命运真的很难捉摸,如果那时你没有被害,会不会一直留在洛阳城,继续做戍卫营的长官,陪我喝酒,当我的朋友,而不是现在要来要我的命。
说来也奇怪,和我结交喜欢我奉承我的人很多,可是却没有另一个你,让我如此印象深刻,想做一辈子的朋友。
往日一起喝酒的情形历历在目,你,我和...温久卿。
不提也罢,谢临脱下外衣,站上了城墙,冷风吹着他本就苍白的脸,他以为温久卿一直真心待他,为了让他继承皇位,筹谋着一切,却未想,只是自己一厢情愿罢了。
张开了双臂,谢临闭着眼睛,回想起那一幕幕...
“临儿,你可怨父皇?”病弱不堪的老皇帝特意单独召来了大皇子谢临,屏退了被安插在身边的下人,躺在床上,虚弱的样子像一下子老了十岁,让谢临也不得不心生可怜。
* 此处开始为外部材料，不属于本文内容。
PR #208, opened 2021-03-11
Check sat assuming msat

makaimann:
This PR would support arbitrary formulas in check-sat-assuming in the mathsat backend. The motivation for this is that most other solvers allow this and there's a good argument that it is consistent with the SMT-LIB standard. SMT-LIB requires that the arguments to check-sat-assuming be symbols. But those symbols could be from a `define-fun` which might make that symbol an alias for an arbitrary term. Thus in the text interface, it is basically just requiring that the assumption has a _name_. Through the API we are using the objects directly and thus it makes sense to be able to use any arbitrary term.

This PR simulates the more general interface by creating labels as needed. To avoid polluting the global assertions with lots of labels, it periodically resets the environment (if at context 0). This also requires keeping track of "actual" assertions and re-adding them after resetting. I set the number of clauses to consider worth clearing to 10,000.

### DIFF
--- a/msat/include/msat_solver.h
+++ b/msat/include/msat_solver.h
@@ -137,6 +137,11 @@ class MsatSolver : public AbsSmtSolver
   // for interacting with third-party MathSAT-specific software
   msat_env get_msat_env() const { return env; };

这些日子皇权几乎被架空,皇帝开始借着生病逐渐不去上朝,整个朝廷是温久卿的天下,谢临一直活在温久卿的保护和糖衣炮弹里,不知不觉已经交出了太多的权力和信任,等他发觉时为时已晚。
众人皆知温久卿是大皇子身边的第一人,可大家知道自己只是个傀儡吗?
“父皇...”谢临一时间百感交集,到底是谁错了?是偏执的父皇为了那一口气而怨恨母后和自己错了,还是自己一味的想证明自己追逐皇权错了,还是这么多年对温久卿的感情,到底是错付了?
老皇帝此时已然不是曾今的样子,生病让他变得更加软弱了,谢临明明知道或许这是他特意示弱,但仍不可避免的心软了。
“临儿,父皇知道你和温久卿交好,可你想过,为什么从他出现到现在,一路高歌猛进,无人阻拦吗?”
谢临不言,皇帝像是陷入沉思。
年轻的谢景真和阿皖一夜恩爱,那日他喝醉了遇见了神情迷离的阿皖,带他去了房间,因着阿皖很主动,所以他以为阿皖也心悦他,等醒来时谢景真就把她安置到了别院。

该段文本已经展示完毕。